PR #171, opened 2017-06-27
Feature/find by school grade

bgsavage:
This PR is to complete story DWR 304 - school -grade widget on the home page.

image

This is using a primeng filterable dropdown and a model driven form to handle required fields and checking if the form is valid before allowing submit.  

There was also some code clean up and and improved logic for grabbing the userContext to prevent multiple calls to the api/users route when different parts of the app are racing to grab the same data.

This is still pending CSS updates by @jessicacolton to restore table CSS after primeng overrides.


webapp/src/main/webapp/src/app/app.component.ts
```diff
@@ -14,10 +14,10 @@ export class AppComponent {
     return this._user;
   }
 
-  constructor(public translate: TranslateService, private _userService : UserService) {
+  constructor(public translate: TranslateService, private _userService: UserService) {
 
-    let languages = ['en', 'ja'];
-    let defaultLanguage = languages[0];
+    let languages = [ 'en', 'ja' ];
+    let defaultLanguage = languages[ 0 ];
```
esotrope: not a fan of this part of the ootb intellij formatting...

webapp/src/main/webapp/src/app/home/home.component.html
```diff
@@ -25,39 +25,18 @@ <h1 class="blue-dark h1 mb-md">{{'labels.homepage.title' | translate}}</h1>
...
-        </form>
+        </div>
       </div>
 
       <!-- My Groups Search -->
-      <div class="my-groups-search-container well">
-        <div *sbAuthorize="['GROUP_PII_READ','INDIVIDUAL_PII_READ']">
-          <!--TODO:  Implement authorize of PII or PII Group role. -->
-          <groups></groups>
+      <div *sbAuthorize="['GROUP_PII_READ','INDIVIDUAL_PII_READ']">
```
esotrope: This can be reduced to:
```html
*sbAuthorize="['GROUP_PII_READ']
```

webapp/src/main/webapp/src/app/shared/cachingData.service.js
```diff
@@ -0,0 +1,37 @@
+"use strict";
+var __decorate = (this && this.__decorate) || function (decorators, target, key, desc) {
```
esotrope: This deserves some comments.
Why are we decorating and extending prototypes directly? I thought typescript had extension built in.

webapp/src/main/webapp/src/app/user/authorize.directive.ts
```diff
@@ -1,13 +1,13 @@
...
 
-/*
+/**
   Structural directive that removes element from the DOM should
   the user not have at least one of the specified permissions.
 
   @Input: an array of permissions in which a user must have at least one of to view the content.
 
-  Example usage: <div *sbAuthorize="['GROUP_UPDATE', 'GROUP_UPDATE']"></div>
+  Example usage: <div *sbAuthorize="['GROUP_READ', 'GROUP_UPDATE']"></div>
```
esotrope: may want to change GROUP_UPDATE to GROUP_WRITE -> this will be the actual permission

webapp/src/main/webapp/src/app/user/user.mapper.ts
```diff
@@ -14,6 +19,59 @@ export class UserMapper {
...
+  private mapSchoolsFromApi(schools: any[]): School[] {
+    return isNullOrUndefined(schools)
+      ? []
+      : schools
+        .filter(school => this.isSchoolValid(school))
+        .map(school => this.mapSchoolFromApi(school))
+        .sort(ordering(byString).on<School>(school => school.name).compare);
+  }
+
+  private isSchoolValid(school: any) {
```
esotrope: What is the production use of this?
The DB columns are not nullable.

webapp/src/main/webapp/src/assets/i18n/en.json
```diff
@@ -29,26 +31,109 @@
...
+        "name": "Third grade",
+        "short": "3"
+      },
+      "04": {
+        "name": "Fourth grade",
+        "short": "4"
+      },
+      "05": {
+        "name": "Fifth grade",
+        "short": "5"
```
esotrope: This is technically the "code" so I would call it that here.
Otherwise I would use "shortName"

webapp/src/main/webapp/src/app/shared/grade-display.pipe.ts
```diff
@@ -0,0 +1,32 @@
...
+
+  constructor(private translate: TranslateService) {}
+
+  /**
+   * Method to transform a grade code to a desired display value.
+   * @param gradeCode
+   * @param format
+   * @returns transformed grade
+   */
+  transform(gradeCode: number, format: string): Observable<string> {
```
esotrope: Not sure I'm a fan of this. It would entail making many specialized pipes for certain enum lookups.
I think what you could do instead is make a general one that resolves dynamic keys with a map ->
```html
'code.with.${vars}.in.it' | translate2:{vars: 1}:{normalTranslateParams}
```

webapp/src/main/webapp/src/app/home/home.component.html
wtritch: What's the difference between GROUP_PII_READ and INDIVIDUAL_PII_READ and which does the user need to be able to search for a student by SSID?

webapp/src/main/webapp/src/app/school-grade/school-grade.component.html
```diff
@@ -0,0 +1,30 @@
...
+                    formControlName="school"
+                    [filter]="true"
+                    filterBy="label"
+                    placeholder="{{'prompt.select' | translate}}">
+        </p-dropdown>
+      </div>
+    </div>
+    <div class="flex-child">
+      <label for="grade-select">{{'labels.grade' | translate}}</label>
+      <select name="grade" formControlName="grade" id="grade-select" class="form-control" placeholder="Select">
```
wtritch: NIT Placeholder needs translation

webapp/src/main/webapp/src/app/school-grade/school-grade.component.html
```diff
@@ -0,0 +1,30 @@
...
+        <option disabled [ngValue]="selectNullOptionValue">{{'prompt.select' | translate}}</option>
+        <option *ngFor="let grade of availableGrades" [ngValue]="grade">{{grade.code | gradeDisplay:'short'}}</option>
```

• • • •

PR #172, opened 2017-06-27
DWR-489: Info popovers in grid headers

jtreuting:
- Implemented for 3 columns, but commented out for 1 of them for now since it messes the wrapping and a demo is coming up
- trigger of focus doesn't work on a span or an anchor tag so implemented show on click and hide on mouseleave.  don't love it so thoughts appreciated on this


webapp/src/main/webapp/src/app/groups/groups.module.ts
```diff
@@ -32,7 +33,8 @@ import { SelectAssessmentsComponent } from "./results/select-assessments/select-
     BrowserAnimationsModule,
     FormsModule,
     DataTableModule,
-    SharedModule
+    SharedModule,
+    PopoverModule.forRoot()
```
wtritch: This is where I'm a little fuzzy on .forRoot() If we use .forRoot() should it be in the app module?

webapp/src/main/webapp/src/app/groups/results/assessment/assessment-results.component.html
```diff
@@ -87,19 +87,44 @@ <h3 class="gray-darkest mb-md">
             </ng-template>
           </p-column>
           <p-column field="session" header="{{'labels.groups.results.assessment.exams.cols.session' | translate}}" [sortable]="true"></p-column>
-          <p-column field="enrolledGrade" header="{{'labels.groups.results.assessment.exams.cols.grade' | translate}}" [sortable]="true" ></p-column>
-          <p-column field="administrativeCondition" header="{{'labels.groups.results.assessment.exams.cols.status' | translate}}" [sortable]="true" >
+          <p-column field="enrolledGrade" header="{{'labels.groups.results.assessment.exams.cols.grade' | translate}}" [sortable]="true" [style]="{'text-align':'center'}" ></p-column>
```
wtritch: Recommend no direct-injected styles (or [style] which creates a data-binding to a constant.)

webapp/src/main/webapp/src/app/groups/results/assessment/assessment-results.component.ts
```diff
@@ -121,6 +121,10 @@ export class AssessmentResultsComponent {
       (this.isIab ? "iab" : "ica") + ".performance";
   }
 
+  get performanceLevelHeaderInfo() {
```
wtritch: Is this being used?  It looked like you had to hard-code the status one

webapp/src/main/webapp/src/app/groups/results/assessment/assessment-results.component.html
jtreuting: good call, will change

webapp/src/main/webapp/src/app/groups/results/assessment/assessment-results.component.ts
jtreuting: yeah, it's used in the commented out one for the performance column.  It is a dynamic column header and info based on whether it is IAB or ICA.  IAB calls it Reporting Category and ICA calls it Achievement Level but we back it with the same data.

• • • •

Task statement -
Identify the lines above that contain the word "prompt", then copy them.

Task solution -
+                    placeholder="{{'prompt.select' | translate}}">
+        <option disabled [ngValue]="selectNullOptionValue">{{'prompt.select' | translate}}</option>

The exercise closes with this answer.